C’est un 10ème saladier d’argent que vient de décrocher l’équipe de France de Tennis, emmenée par son emblématique capitaine Yannick Noah.

Pourtant, tout ne fut pas si simple dans la conquête de ce nouveau titre et à voir les attitudes des joueurs et de leur coach après la victoire, on devine que beaucoup de facteurs sont venus « parasiter » la conduite de cet événement.

Yannick Noah lui-même en conférence de presse d’après match déclare : « C’est dur parce que quand tu ne gagnes pas pendant 16 ans tout le monde s’habitue à perdre. Cette culture de la « lose » c’est dur, très dur… car tu ne joues même plus contre l’adversaire, tu joues contre des gens de ton équipe parfois. Notre équipe, c’est notre pays.

On gagne, on est hyper content… C’est dur de trouver les mots parce qu’on l’a tellement voulu, on a tellement rêvé de ce moment… on n’a pas de revanche à prendre sur rien mais c’était dur. Quand tu vois les Belges arriver, putain mais ils sont légers, et nous on a un truc lourd… ce n’est pas de notre faute, on essaye, on fait du mieux… mais c’était dur !

On a vécu une semaine de malade ; je n’ai jamais chialé autant, jamais eu autant de larmes, eu autant de douleur, j’ai jamais parlé autant aux êtres humains… ça n’a rien à voir avec le tennis ! »

La gestion des émotions est une étape fondamentale dans l’approche globale d’un événement à fort enjeu. Pour bien appréhender cette notion, il convient de prendre conscience des deux agitations qui résonnent en nous :

  • d’un côté, des émotions positives qui vont nous transcender, libérer nos énergies afin de performer et d’atteindre avec détermination et sérénité l’objectif fixé.
  • de l’autre, les émotions négatives qui nous empêchent de nous libérer, qui font ressurgir nos vieux démons de la crainte, des conséquences « en cas de », du doute, voire de la peur de vaincre.
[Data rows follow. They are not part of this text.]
PR #171, opened 2024-04-17
Adding a test plan for QUARKUS-3461

gtroitsk:
Adding a test plan for QUARKUS-3461: verify behaviour and functionality of Quarkus CLI update command with RHBQ

### Links

JIRA:  https://issues.redhat.com/browse/QUARKUS-3461

Quarkus documentation:
https://quarkus.io/guides/update-quarkus

   - Logging
   - Tracing
   - Metrics
   - Security
   - OpenAPI
   - Data sources
   - Frontend
   - Qute

### DIFF
--- a/QUARKUS-3461.md
+++ b/QUARKUS-3461.md
@@ -1,0 +1,41 @@
+# QUARKUS-3461 Verify behaviour and functionality of Quarkus CLI update command with RHBQ
+- JIRA link: https://issues.redhat.com/browse/QUARKUS-3461
+- Quarkus guides:
+    - https://quarkus.io/guides/update-quarkus
+
+## Scope of the testing
+- Exploratory testing of the feature over supported versions of RHBQ and Quarkus upstream
+- Writing test coverage for this feature is continual work, requires update for every release of Quarkus
+- Test update between each of Quarkus LTS release versions
+- Test update of multi-module projects
+- Test coverage in QQE TS:
+  - Test most frequently applied OpenRewrite recipes:
+    - org.openrewrite.properties.ChangePropertyKey
+    - org.openrewrite.quarkus.ChangeQuarkusPropertyKey
+    - org.openrewrite.java.ChangeMethodName
+    - org.openrewrite.java.dependencies.ChangeDependency
+    - org.openrewrite.maven.UpgradePluginVersion
+    - org.openrewrite.maven.UpgradeDependencyVersion
+    - org.openrewrite.quarkus.AddQuarkusProperty
+    - org.openrewrite.quarkus.DeleteQuarkusProperty
+    - org.openrewrite.maven.AddDependency
+  - Dynamically create Quarkus applications and manually copy test classes from test classpath. Each application should contain a group of dependencies and properties that were modified in the [recipes](https://github.com/quarkusio/quarkus-updates/tree/main/recipes/src/main/resources/quarkus-updates/core). Multi-module projects can only be created manually
+  - Created apps should reflect the customer's usage scenario including test coverage  
+  - Test that initial application was successfully built. Update application to selected stream and verify that app was successfully run, test expected changes based on [recipes](https://github.com/quarkusio/quarkus-updates/tree/main/recipes/src/main/resources/quarkus-updates/core) and [Quarkus migration guides](https://github.com/quarkusio/quarkus/wiki/Migration-Guides)
+
+## Getting familiar with the feature
+Following actions were taken to ensure familiarity:
+- Ensure documentation provides clear explanation on configuration options
+- Ensure good user experience and simplicity of use
+
+## Existing test coverage
+- [Quarkus updates](https://github.com/quarkusio/quarkus-updates/tree/main/recipes-tests/src/test) 
+
+### Impact on test suites and testing automation
+- New tests will be added to [quarkus-cli](https://github.com/quarkus-qe/quarkus-test-suite/tree/main/quarkus-cli) module in QQE TS.
+
+### Impact on resources
+- Tests in QE Test Suite increase execution time up to 10 minutes in JVM. In case of testing application in native mode in future, this will extend execution time too.
+
+## Contacts
+- Tester: Georgii Troitskii <gtroitsk@redhat.com>


QUARKUS-3461.md
```diff
@@ -0,0 +1,28 @@
...
+- JIRA link: https://issues.redhat.com/browse/QUARKUS-3461
+- Quarkus Guides:
+    - https://quarkus.io/guides/update-quarkus
+
+## Scope of the testing
+- Exploratory testing of the feature over Quarkus upstream and last released version of RHBQ
+- Verify that the `quarkus update` command explicitly warns users about deprecated/unsupported extensions during migration to the newer version.
+  In most cases deprecated extensions are moved to `io.quarkiverse`, which is accepted for Quarkus upstream but not for RHBQ.
+- Test coverage in QQE TS:
+  - Create a Quarkus/RHBQ app with the oldest possible stream and update to the latest version - verify new Quarkus platform version and app functionality
```
michalvavrik, line 11: This doesn't tell me what are you going to test it because `quarkus update` will only have effect if some of recipes are applicable. If you meant to prepare the old version of app in a way that it needs to be updated, please be more specific in the plan.

QUARKUS-3461.md
```diff
@@ -0,0 +1,28 @@
+# QUARKUS-3461 Verify behaviour and functionality of Quarkus CLI update command with RHBQ
+- JIRA link: https://issues.redhat.com/browse/QUARKUS-3461
+- Quarkus Guides:
+    - https://quarkus.io/guides/update-quarkus
+
+## Scope of the testing
+- Exploratory testing of the feature over Quarkus upstream and last released version of RHBQ
+- Verify that the `quarkus update` command explicitly warns users about deprecated/unsupported extensions during migration to the newer version.
+  In most cases deprecated extensions are moved to `io.quarkiverse`, which is accepted for Quarkus upstream but not for RHBQ.
```
michalvavrik, line 9: How are you going to automate that? I don't think there is a point in testing past releases unless the used recipe is reused and if it is, then you should test the new change, not the old one because there always can be a typo.

QUARKUS-3461.md
```diff
@@ -0,0 +1,28 @@
...
+- Test coverage in QQE TS:
+  - Create a Quarkus/RHBQ app with the oldest possible stream and update to the latest version - verify new Quarkus platform version and app functionality
+
+## Getting familiar with the feature
+Following actions were taken to ensure familiarity:
+- Ensure documentation provides clear explanation on configuration options
+- Ensure good user experience and simplicity of use
+
+## Existing test coverage
+- [Quarkus updates](https://github.com/quarkusio/quarkus-updates/tree/main/recipes-tests/src/test)
```
michalvavrik, line 19: Camel Quarkus team at the very least explored this in past, I think they had some requirement to test this command, not sure if they succeeded. Did you checked for their test coverage or contacted them? I think it would be interesting to know what they are doing and how.

michalvavrik (commented):
Truth be told, I was afraid when I saw the ticket and it fallen on you :-) So:

- TP is alright except my comment below
- I might be a troublemaker here, IMO you might want to change reviewer to @rsvoboda or @mjurc ; absolutely fine with me


Ad scope:

- as I understand TP, this TD is not actually going to test the feature
- I think to create proper TD will be a very hard work

Here is what I'd like you to do:

- create a test for hardcoded list of recipes that are most often applied, for example (please create your own list):
  - `org.openrewrite.maven.UpgradeDependencyVersion`
  - `org.openrewrite.java.ChangePackage`
  - `org.openrewrite.java.dependencies.ChangeDependency`
  - `org.openrewrite.java.ChangeType`
  - `org.openrewrite.properties.ChangePropertyKey`
  - `org.openrewrite.text.FindAndReplace`
- previous version you are going to create should have prepared a state that could be updated and now, that is a huge problem:
  - for extension name changes, you can rely on code starts so that we can assert that application after update is compiled and started
  - Java change types you would have to analyze by Reflection API and declare them when Class type as `ChangedClass changedClass = null;` and annotation must be on something based on the class etc. Why is that important? You know that recipes work because they are reused, but you have no idea whether there is no typo so that new Java type is not even able to compile.
  - for `org.openrewrite.properties.ChangePropertyKey` you cannot test well that change was semantically correct,  but you can test that new property is known to Quarkus (Quarkus is capable to report both runtime and buildtime uknown properties, so if he reports newly set property, somethings wrong :-)) but you will need to be able to handle application failure as setting random config properties will sooner or later fail startup
- we need to create new test coverage for every release based on the recipes in place because going with automation far would be ridiculous, so facilitate the process
- make it clear in TP that TD for this feature is never ever finished, it must be continual work, no genius can write generic test for this

Here is how the workflow should look like:

- we need to update TD for every release, so on push https://github.com/quarkusio/quarkus-updates we need to have opened issue in our TS or something like that will be annoying enough for us to mention that we need to update test coverage; or on each Quarkus release; anyway, it must be annoying so that we pay attention
- companies often use LTS, we should keep update between next LTS: 3.2 -> 3.8, 3.8 -> [future version]
- tests run during RHBQ testing should test update from previous RHBQ release to the current one

The most sensible thing is IMHO to ignore all suggested automation creation of new recipes, instead, create utils and method to facilitate testing of dependencies, properties etc. and only thing that human will need to do between releases is to:

1. human check what changed in recipes
2. human creates sensible application based on templates you prepare, so he will say:
  - here are application properties
  - here are dependencies before
  - assert that when run, you can detect A, B, C
3. drop obsolete test coverage for unsupported releases

rsvoboda:
@gtroitsk can you please update this doc? We discussed few things last week.

gtroitsk:
> @gtroitsk can you please update this doc? We discussed few things last week.

Sure, I will update it later today

QUARKUS-3461.md
```diff
@@ -0,0 +1,40 @@
...
+    - org.openrewrite.properties.ChangePropertyKey
+    - org.openrewrite.quarkus.ChangeQuarkusPropertyKey
+    - org.openrewrite.java.ChangeMethodName
+    - org.openrewrite.java.dependencies.ChangeDependency
+    - org.openrewrite.maven.UpgradePluginVersion
+    - org.openrewrite.maven.UpgradeDependencyVersion
+    - org.openrewrite.quarkus.AddQuarkusProperty
+    - org.openrewrite.quarkus.DeleteQuarkusProperty
+    - org.openrewrite.maven.AddDependency
+  - Add static Quarkus applications, where each application should contain a group of dependencies and properties that were modified in the [recipes](https://github.com/quarkusio/quarkus-updates/tree/main/recipes/src/main/resources/quarkus-updates/core)
```
michalvavrik, line 21: Did you abandon dynamically created apps we talked about with the Quarkus CLI service? I am not sure if having full projects is better than something like: `cliClient.createApplication("app", new Extensions { QUARKUS_REST, SECURITY}, new Class[] { TestClass1.class, TestClass2.class }, "quarkus.oidc.enabled=false\n")`.

michalvavrik (commented):
looks good, almost there

QUARKUS-3461.md
```diff
@@ -0,0 +1,40 @@
+# QUARKUS-3461 Verify behaviour and functionality of Quarkus CLI update command with RHBQ
+- JIRA link: https://issues.redhat.com/browse/QUARKUS-3461
+- Quarkus Guides:
```
michalvavrik, line 3:
```suggestion
- Quarkus guides:
```

QUARKUS-3461.md
```diff
@@ -0,0 +1,40 @@
...
+- Ensure good user experience and simplicity of use
+
+## Existing test coverage
+- [Quarkus updates](https://github.com/quarkusio/quarkus-updates/tree/main/recipes-tests/src/test) 
+
+### Impact on test suites and testing automation
+- New tests will be added inside [quarkus-cli](https://github.com/quarkus-qe/quarkus-test-suite/tree/main/quarkus-cli) module in QQE TS.
+
+### Impact on resources
+- Tests in QE Test Suite increase execution time up to 10 minutes in JVM
```
michalvavrik, line 37: 10 minutes in JVM sounds ok if that's necessary (will depend on required tests), but: in the future there might be need to DEV  and native test, so you might mention it.

Optionally this TP should contain goal to remove tests for unsupported streams with each addition.

QUARKUS-3461.md
gtroitsk: For simple apps Quarkus CLI service is enough, but multi-module project cannot be created using CLI

michalvavrik: I can't think of an example of a test scenario where multi-module project is required and we are going to create it. I can see you addressed my comment so closing this thread.

QUARKUS-3461.md
```diff
@@ -0,0 +1,41 @@
...
+## Getting familiar with the feature
+Following actions were taken to ensure familiarity:
+- Ensure documentation provides clear explanation on configuration options
+- Ensure good user experience and simplicity of use
+
+## Existing test coverage
+- [Quarkus updates](https://github.com/quarkusio/quarkus-updates/tree/main/recipes-tests/src/test) 
+
+### Impact on test suites and testing automation
+- New tests will be added inside [quarkus-cli](https://github.com/quarkus-qe/quarkus-test-suite/tree/main/quarkus-cli) module in QQE TS.
```
michalvavrik, line 35:
```suggestion
- New tests will be added to [quarkus-cli](https://github.com/quarkus-qe/quarkus-test-suite/tree/main/quarkus-cli) module in QQE TS.
```

QUARKUS-3461.md
```diff
@@ -0,0 +1,41 @@
+# QUARKUS-3461 Verify behaviour and functionality of Quarkus CLI update command with RHBQ
+- JIRA link: https://issues.redhat.com/browse/QUARKUS-3461
+- Quarkus guides:
+    - https://quarkus.io/guides/update-quarkus
+
+## Scope of the testing
+- Exploratory testing of the feature over supported versions of RHBQ and Quarkus upstream
+- Writing test coverage for this feature is continual work, requires update for every release of Quarkus
+- Test update between each of Quarkus LTS release versions
+- Test update of multi-module projects
```
michalvavrik, line 10: Quick check, is this even possible right now? I remember trying it on TS when javax -> jakarta was required and it didn't work. I cannot see it https://quarkus.io/guides/update-quarkus. It's ok as long as it is expected to work.

QUARKUS-3461.md
```diff
@@ -0,0 +1,41 @@
...
+    - org.openrewrite.properties.ChangePropertyKey
+    - org.openrewrite.quarkus.ChangeQuarkusPropertyKey
+    - org.openrewrite.java.ChangeMethodName
+    - org.openrewrite.java.dependencies.ChangeDependency
+    - org.openrewrite.maven.UpgradePluginVersion
+    - org.openrewrite.maven.UpgradeDependencyVersion
+    - org.openrewrite.quarkus.AddQuarkusProperty
+    - org.openrewrite.quarkus.DeleteQuarkusProperty
+    - org.openrewrite.maven.AddDependency
+  - Dynamically create Quarkus applications and manually copy tests from test classpath. Each application should contain a group of dependencies and properties that were modified in the [recipes](https://github.com/quarkusio/quarkus-updates/tree/main/recipes/src/main/resources/quarkus-updates/core). Multi-module projects can only be created manually
```
michalvavrik, line 22:
```suggestion
  - Dynamically create Quarkus applications and manually copy test classes from test classpath. Each application should contain a group of dependencies and properties that were modified in the [recipes](https://github.com/quarkusio/quarkus-updates/tree/main/recipes/src/main/resources/quarkus-updates/core). Multi-module projects can only be created manually
```

michalvavrik (commented):
lgtm; I left very minor comments. I suggest to wait a day or two if @mjurc or @rsvoboda have what to say, then we can merge it

QUARKUS-3461.md
michalvavrik: if you think `inside` is correct, let's keep it

QUARKUS-3461.md
gtroitsk: I think it's not possible now, we need to push dev to support this feature. I think, test update of complex RHBQ applications is necessary. Last time we talk with @rsvoboda, he mentioned that we need test complex applications

michalvavrik: thanks, let's keep it then

michalvavrik (approved):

Afin de renforcer l’état émotionnel positif d’un joueur (ou d’un groupe), il convient de :

  • procéder à une phase de verbalisation structurée à travers le questionnement (écoute & reformulation) afin d’identifier ce qui coince, bloque, empêche de se libérer… nous entraine dans le doute ou au contraire renforce, galvanise et nous donne pleinement confiance en nos capacités,
  • élaborer une stratégie mentale adaptée à chacun et à l’ensemble du collectif afin de se centrer pleinement sur la tâche à accomplir et trouver les parades qui vont permettre de contrôler au mieux nos émotions négatives,
  • rester éveillé et vigilant pour maintenir un contexte favorable à l’expression des talents individuels et collectif qui mèneront au succès.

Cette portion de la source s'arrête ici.